● **Exercise details**: Please write out word for word the opening lines of the material, including the line with "I can't see" as the last.

══════

PR #1917, opened 2017-12-28
fix animation jitter when clicking join channel button

williamboman:
(these gifs shows the issue very poorly)

**Before**
jitter1

**After**
jitter

### DIFF
--- a/client/css/style.css
+++ b/client/css/style.css
@@ -668,7 +668,8 @@ kbd {
 }
 
 #sidebar .lobby .add-channel.opened {
-	transform: rotate(45deg);
+	/* translateZ(0) enables hardware acceleration, this is to avoid jittering when animating */
+	transform: rotate(45deg) translateZ(0);
 }
 
 #sidebar .chan.active .close {


client/css/style.css
```diff
@@ -667,7 +667,8 @@ kbd {
 }
 
 #sidebar .lobby .add-channel.opened {
-	transform: rotate(45deg);
+	// translateZ(0) enables hardware acceleration, this is to avoid jittering when animiating
```
astorije: How on Earth did that pass our CSS linter lol?!
Even my local linter (also stylelint) reported this, and actually whatever error I make in the CSS, `npm run lint:css` doesn't flag. There is something wrong in there, I'ma look right after...

astorije: `animiating` :)

astorije:
I can't see this issue on my laptop (macOS, Chrome) or phone (iOS, Safari). I'll try with an old phone (Android, Chrome) to see what happens there.

Just curious, what browser are you using? The rotation doesn't seem centered, which is something I'm not seeing either.

client/css/style.css
williamboman: Too used to writing SCSS :), fixing

williamboman:
Fixed comment now

PR #1918, opened 2017-12-28
relay client's preferred language in link preview requests 

### LINKED ISSUE #1440: Send Accept-Language in link preview requests
Some sites prefer to get language by *server* ip, so sending accept-language might help in this case.

Twitter profile descriptions are shown in german for me as my server is hosted in Germany.

williamboman:
Closes #1440.

### DIFF
--- a/src/plugins/irc-events/link.js
+++ b/src/plugins/irc-events/link.js
@@ -38,7 +38,7 @@ module.exports = function(client, chan, msg) {
 	})).slice(0, 5); // Only preview the first 5 URLs in message to avoid abuse
 
 	msg.previews.forEach((preview) => {
-		fetch(preview.link, function(res, err) {
+		fetch(preview.link, {language: client.language}, function(res, err) {
 			if (err) {
 				preview.type = "error";
 				preview.error = "message";
@@ -85,7 +85,7 @@ function parse(msg, preview, res, client) {
 
 		// Verify that thumbnail pic exists and is under allowed size
 		if (preview.thumb.length) {
-			fetch(escapeHeader(preview.thumb), (resThumb) => {
+			fetch(escapeHeader(preview.thumb), {language: client.language}, (resThumb) => {
 				if (resThumb === null
 				|| !(/^image\/.+/.test(resThumb.type))
 				|| resThumb.size > (Helper.config.prefetchMaxImageSize * 1024)) {
@@ -198,7 +198,19 @@ function emitPreview(client, msg, preview) {
 	});
 }
 
-function fetch(uri, cb) {
+function getRequestHeaders(language) {
+	const headers = {
+		"User-Agent": "Mozilla/5.0 (compatible; The Lounge IRC Client; +https://github.com/thelounge/lounge)",
+	};
+
+	if (language !== null) {
+		headers["Accept-Language"] = language;
+	}
+
+	return headers;
+}
+
+function fetch(uri, {language}, cb) {
 	let req;
 
 	try {
@@ -206,9 +218,7 @@ function fetch(uri, cb) {
 			url: uri,
 			maxRedirects: 5,
 			timeout: 5000,
-			headers: {
-				"User-Agent": "Mozilla/5.0 (compatible; The Lounge IRC Client; +https://github.com/thelounge/lounge)",
-			},
+			headers: getRequestHeaders(language),
 		});
 	} catch (e) {
 		return cb(null, e);
--- a/src/server.js
+++ b/src/server.js
@@ -204,6 +204,17 @@ module.exports = function() {
 	return server;
 };
 
+function getClientLanguage(socket) {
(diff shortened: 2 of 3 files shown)


test/plugins/link.js
```diff
@@ -266,4 +266,21 @@ describe("Link plugin", function() {
...
+			res.send();
+			done();
+		});
+
+		const message = this.irc.createMessage({
+			text: "http://localhost:9002/language-check",
+		});
+
+		link(this.irc, this.network.channels[0], message);
+	});
```
astorije: :clap:

astorije:
@xPaw, could you test that this stops German Twitter from your server located in Germany? :D

src/server.js
```diff
@@ -498,6 +505,7 @@ function performAuthentication(data) {
 		socket.emit("configuration", getClientConfiguration());
 
 		client.ip = getClientIp(socket);
+		client.language = getClientLanguage(socket);
```
xPaw: This helper function isn't really needed, you can put `socket.handshake.headers["accept-language"]` directly here.

However I would either perform some kind of validation on the string, or at least limit its length to 50 or something.

williamboman: > However I would either perform some kind of validation on the string

I was considering this but decided not to because the header is set entirely by the browser (I'd like to think that browsers sets the header correctly)

Not sure this is how one wants to determine user's language, hence the helper function.

xPaw: I primarily want to prevent abuse here, so at least limit the strings length. And perhaps only allow ASCII characters in the string.

williamboman: You mean something like this:

```diff
diff --git a/src/server.js b/src/server.js
index 74ac4964..ef78aab7 100644
--- a/src/server.js
+++ b/src/server.js
@@ -181,8 +181,9 @@ module.exports = function() {
 };

 function getClientLanguage(socket) {
-       if ("accept-language" in socket.handshake.headers) {
-               return socket.handshake.headers["accept-language"];
+       const acceptLanguage = socket.handshake.headers["accept-language"]
+       if (typeof acceptLanguage === 'string' && /^[\x00-\x7F]{1,50}$/.test(acceptLanguage)) {
+               return acceptLanguage
        }
        return null;
 }

```

xPaw: That'll most likely do, yeah.

xPaw:
Hmm, I just realized this will fundamentally conflict with #1952. I'm not sure what course of action to take here.

astorije:
@xPaw, I would say that this PR needs to go first, then in #1952 instead of storing with link as the key, it needs to be a pair link+lang.

xPaw:
@astorije That most likely will defeat the purpose because accept-language header have rather high entropy (browser/os/language dependant).

williamboman:
What about using a normalized version of the accept-language header when storing link previews?

astorije:
@xPaw, I understand but on the other hand, I'd rather have correct content and imperfect queuing than perfect queuing and incorrect content :man_shrugging:

That said, @williamboman's suggestion is pretty good. Accept language header does indeed vary a lot, but in the boundaries of a standard that we can use to extract language from.
[This](https://www.npmjs.com/package/locale) and [that](https://www.npmjs.com/package/accept-language) are not what we're looking for exactly because we don't want to provide a list of supported locales I think, but there might be some logic to re-use (or maybe other packages, I haven't looked to far).

I'm still in favor of this PR so we can improve #1952 on top of it.

src/server.js
astorije: @xPaw, helper function could help with unit testing, if we wanted to do that :man_shrugging:

src/plugins/irc-events/link.js
```diff
@@ -170,16 +170,24 @@ function emitPreview(client, msg, preview) {
...
+	const headers = {
+		"User-Agent": "Mozilla/5.0 (compatible; The Lounge IRC Client; +https://github.com/thelounge/lounge)",
+	};
+	if (client.language !== null) {
+		headers["Accept-Language"] = client.language;
+	}
+	return headers;
+}
+
+function fetch(uri, client, cb) {
```
astorije: `client` is only passed to get the language, so it seems like a heavy thing to do (I'd like to avoid passing things like `client`, `clientManager`, etc. too much, it makes code even more coupled than it currently is).

`function fetch(uri, language, cb)` would do, or we could go ES6 (it's gonna be for v3 anyway, where we drop Node v4), and do `function fetch (uri, {language}, cb)`, that you call with `fetch(preview.link, {language: client.language}, function(res) {` (I know `fetch(preview.link, client, function(res) {` would still work, but it's less explicit and still passes the whole thing around).

williamboman: fixed, went with functon parameter destructuring

astorije:
@williamboman, sorry we just introduced this, but could you fix the conflict? It should be pretty simple.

══════

● **Output of the task**:
PR #1917, opened 2017-12-28
fix animation jitter when clicking join channel button

williamboman:
(these gifs shows the issue very poorly)

**Before**
jitter1

**After**
jitter

### DIFF
--- a/client/css/style.css
+++ b/client/css/style.css
@@ -668,7 +668,8 @@ kbd {
 }
 
 #sidebar .lobby .add-channel.opened {
-	transform: rotate(45deg);
+	/* translateZ(0) enables hardware acceleration, this is to avoid jittering when animating */
+	transform: rotate(45deg) translateZ(0);
 }
 
 #sidebar .chan.active .close {


client/css/style.css
```diff
@@ -667,7 +667,8 @@ kbd {
 }
 
 #sidebar .lobby .add-channel.opened {
-	transform: rotate(45deg);
+	// translateZ(0) enables hardware acceleration, this is to avoid jittering when animiating
```
astorije: How on Earth did that pass our CSS linter lol?!
Even my local linter (also stylelint) reported this, and actually whatever error I make in the CSS, `npm run lint:css` doesn't flag. There is something wrong in there, I'ma look right after...

astorije: `animiating` :)

astorije:
I can't see this issue on my laptop (macOS, Chrome) or phone (iOS, Safari). I'll try with an old phone (Android, Chrome) to see what happens there.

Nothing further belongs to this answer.